Is a 360 Degree Camera any good for security?

I was asked to look at a 360 degree camera while in a wholesaler today.

Having given 360 degree cameras bad reviews in the past, I thought a fresh look might be worthwhile


The model was a Vivotek FE8171V 3.1MP 360° Surround View Vandal-proof Fisheye Fixed Dome Network Camera. On face value, while using a web browser to view it is was user friendly and gave several display options including a quad screen and 2 screen split of 180 degrees each.

Update – Un-boxing the Vivotek FE8171V for a closer look

Vivotek FE8171V un-boxing


First Impressions

As all 360 degree cameras have a wow factor, I let the salesman do his pitch on me of all the features and display modes before I asked for 2 simple tests

Can it identify a person

I asked one of the sales people to sit in a chair that was about 2 metres from the camera and then electronically zoomed in on them. Unfortunately you still cannot get an image quality suitable to recognise a person let alone identify them.

This has been the number one problem I have experienced with 360 degree cameras in general but given that this is a higher megapixel count than the others I have looked at, I was hoping for a better result. The sales push I see put behind these type of cameras is to use them in public area surveillance so one camera can cover a large open area. Unless you simply want to see if there are people in the scene, they will not do the job for you.

360 degree camera panoramic view

Work in varied light

The other problem I have seen in a 360 degree camera is they don’t tend to cope with varied light very well. This camera was mounted inside an office about 10 metres back from the south facing window. There was on light cast on the floor and not an excessively bright day.

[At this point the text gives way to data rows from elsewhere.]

PR #1684, opened 2024-07-29
ICMSLST-2814 - Sanctions email address

marcuspp:


chris-pettinga (approved):

web/templates/pdf/import/sanctions-licence.html
```diff
@@ -52,7 +52,7 @@
             <p class="address-line row">Department for Business and Trade</p>
             <p class="address-line row">Queensway House, West Precinct</p>
             <p class="address-line row">Billingham, United Kingdom, TS23 2NF</p>  <!-- /PS-IGNORE -->
-            <p class="row min-height-40">Email: {{ ilb_contact_email }}</p>
+            <p class="row min-height-40">Email: {{ sanctions_contact_email }}</p>
```
chris-pettinga, line 55: do we want to add `mailto:` here?

```suggestion
            <p class="row min-height-40">Email: <a href="mailto:{{sanctions_contact_email }}">{{ sanctions_contact_email }}</a></p>
```

web/templates/pdf/import/sanctions-licence.html
```diff
@@ -52,7 +52,7 @@
             <p class="address-line row">Department for Business and Trade</p>
             <p class="address-line row">Queensway House, West Precinct</p>
             <p class="address-line row">Billingham, United Kingdom, TS23 2NF</p>  <!-- /PS-IGNORE -->
```
mikeylockwood, line 54: We should review the addresses to make sure they're correct. I was asked to change the firearms paper licence one to darlington. Sanctions team may be different though

marcuspp: It is different

mikeylockwood (approved):

PR #1707, opened 2024-08-07
ICMSLST-2908 - Import V1 files to S3 created_datetime fix

marcuspp:


data_migration/management/commands/import_v1_files_to_s3.py
```diff
@@ -153,11 +154,11 @@ def save_run_data(
             number_of_files_processed, data_dict["number_of_files_to_be_processed"]
         ):
             data_dict["number_of_files_processed"] = number_of_files_processed
+            data_dict[limited_by_field] = last_file_processed[limited_by_field.upper()]
```
marcuspp, line 157: `limited_by_field`  for `Supplementary Report Goods Uploaded Files` is now `created_datetime` which caused the issue. Moving this line before the following one. Means the date format is properly set

MattHolmes123 (approved):

PR #1712, opened 2024-08-08
ICMSLST-2846 Prevent any form posting twice.

MattHolmes123:


web/static/web/js/components/form-double-submit.js
```diff
@@ -25,8 +25,18 @@ const blockDoubleSubmit = function(event) {
...
-    let elements = this.document.getElementsByClassName(doubleSubmitClass.formSelector);
 
+    // Add doubleSubmitClass.formSelector to all forms with method=post
+    let forms = this.document.getElementsByTagName("form")
+    Array.from(forms).forEach(function(el) {
+        // Form.method is normalized, i.e. <form method='POST'> === 'post'.
+        if (el.method === 'post' && !el.classList.contains(doubleSubmitClass.formSelector)) {
+            el.classList.add(doubleSubmitClass.formSelector)
+        }
+    });
```
mikeylockwood, line 36: Find every form, add a class to it if it doesn't have class already and then add a double submit blocker to all forms with that class? The class seems a bit redundant.

MattHolmes123: I suppose we're now dynamically adding the class we might as well directly add the eventhandler instead.
I guess I just wanted to leave it working how it was before.
I will simplify it

mikeylockwood (approved):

Even so, the camera had little contrast of the vertical blinds along the window but the remainder of the office was a reasonable image.

My summary

360 degree camera showing one quadrantI can see applications such as directly over cash register working but the camera would have to be mounted quite low if you hope to get the face detail and not just a head shot. If you take a close look at the image captured from the above Youtube video from Vivotek’s web site (25 seconds in), you can see they have left the area directly central to the camera free of people. I believe this is intentional because you cannot see a face in this position.

For other applications, unless you only want to know if someone is in an area as an overview, I would still put in other cameras for you identify image as they enter the area.

 You should also checkout

How Many Megapixels does a CCTV Design need for Identification

Do More Megapixels Give Better Results


Leave a comment
  1. Tim Norton April 23, 2012 at 2:41 pm #

    Hi Rob,

    How’s it going in the west? Lots of work?

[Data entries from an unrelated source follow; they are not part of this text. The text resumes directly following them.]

PR #1714, opened 2024-08-08
ICMSLST-2846 Add better error handling when a user presses back button.

MattHolmes123:
image
image

### DIFF
--- a/web/views/views.py
+++ b/web/views/views.py
@@ -13,7 +13,7 @@ from django.core.paginator import EmptyPage, PageNotAnInteger, Paginator
 from django.db.models import QuerySet
 from django.http import HttpRequest, HttpResponse, HttpResponseForbidden
 from django.shortcuts import redirect, render
-from django.urls import reverse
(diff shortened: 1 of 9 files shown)


web/views/views.py
```diff
@@ -214,13 +216,85 @@ def handler403_capture_process_error_view(
...
+    """Returns True if the status / view_name can be safely ignored.
+
+    This doesn't capture every view possible, just the views that change the status.
+    e.g. a user presses submit and then presses back.
+
+    :param exception: ProcessStatusError instance raised
+    :param view_name: name of the view being requested
+    """
+
+    # Importer / Exporter user has pressed back after pressing submit
```
mikeylockwood, line 263: Include export apps too?

mikeylockwood (approved):

web/views/views.py
MattHolmes123: Oh yer good point!
I just copied that list directly from the ticket when I first added the example.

    What I don’t like about 360 degree cameras has nothing to do with the product.
    It is with the people that sell them as a camera to recognise people in wide open areas, where they are installed 4mtrs high.
    Every camera is good if used for the right application. Even the really cheap ones.

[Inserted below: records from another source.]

PR #1727, opened 2024-08-16
ICMSLST-2859 Replace all naive datetime instances in web and data_migration directories.

MattHolmes123:


data_migration/tests/utils/ea_data.py
```diff
@@ -133,11 +135,11 @@
                 "GA/2022/9901",  # reference
                 "IN PROGRESS",  # status
                 2,  # created_by_id
-                dt.datetime(2022, 4, 27),  # create_datetime
-                dt.datetime(2022, 4, 27),  # created
+                dt.datetime(2022, 4, 27, tzinfo=dt.UTC),  # create_datetime
```
mikeylockwood, line 138: The data in these `_data` files represents the format the data comes from the V1 query so this should not be changed. The datetimes from V1 don't come with any timezone information.

The format should instead be fixed after the data is pulled from V1 using `adjust_icms_v1_datetime` `data_migration/utils/format.py`.  Probably need to undo the change made in [ this commit ](https://github.com/uktrade/icms/commit/412cd0f5fdc2142c870f85a914d0c76a9b7540ac) as it was done to correct the datetimes displayed in V2 frontend to match V1

MattHolmes123: "The datetimes from V1 don't come with any timezone information."
☝️ Good point I will revert this then.

Let's have a call about the second paragraph

mikeylockwood (approved):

    If you think of this type of camera as 4 individual cameras with a 90 degree lens on them, the 3.1MP becomes 0.7MP which is not much better than analogue.My maths me not be exact but you get the idea. Anyone know the formula for pixel density on these cameras?

  2. Tim Norton April 24, 2012 at 8:35 am #

    The best point to start is identifying what the areas requirements are. From that you can determine how many cameras are required based on their intended use. Identify, recognise or observe people. You can also determine if a mega pixel camera will be required.
    After that look at the lighting performance that you require.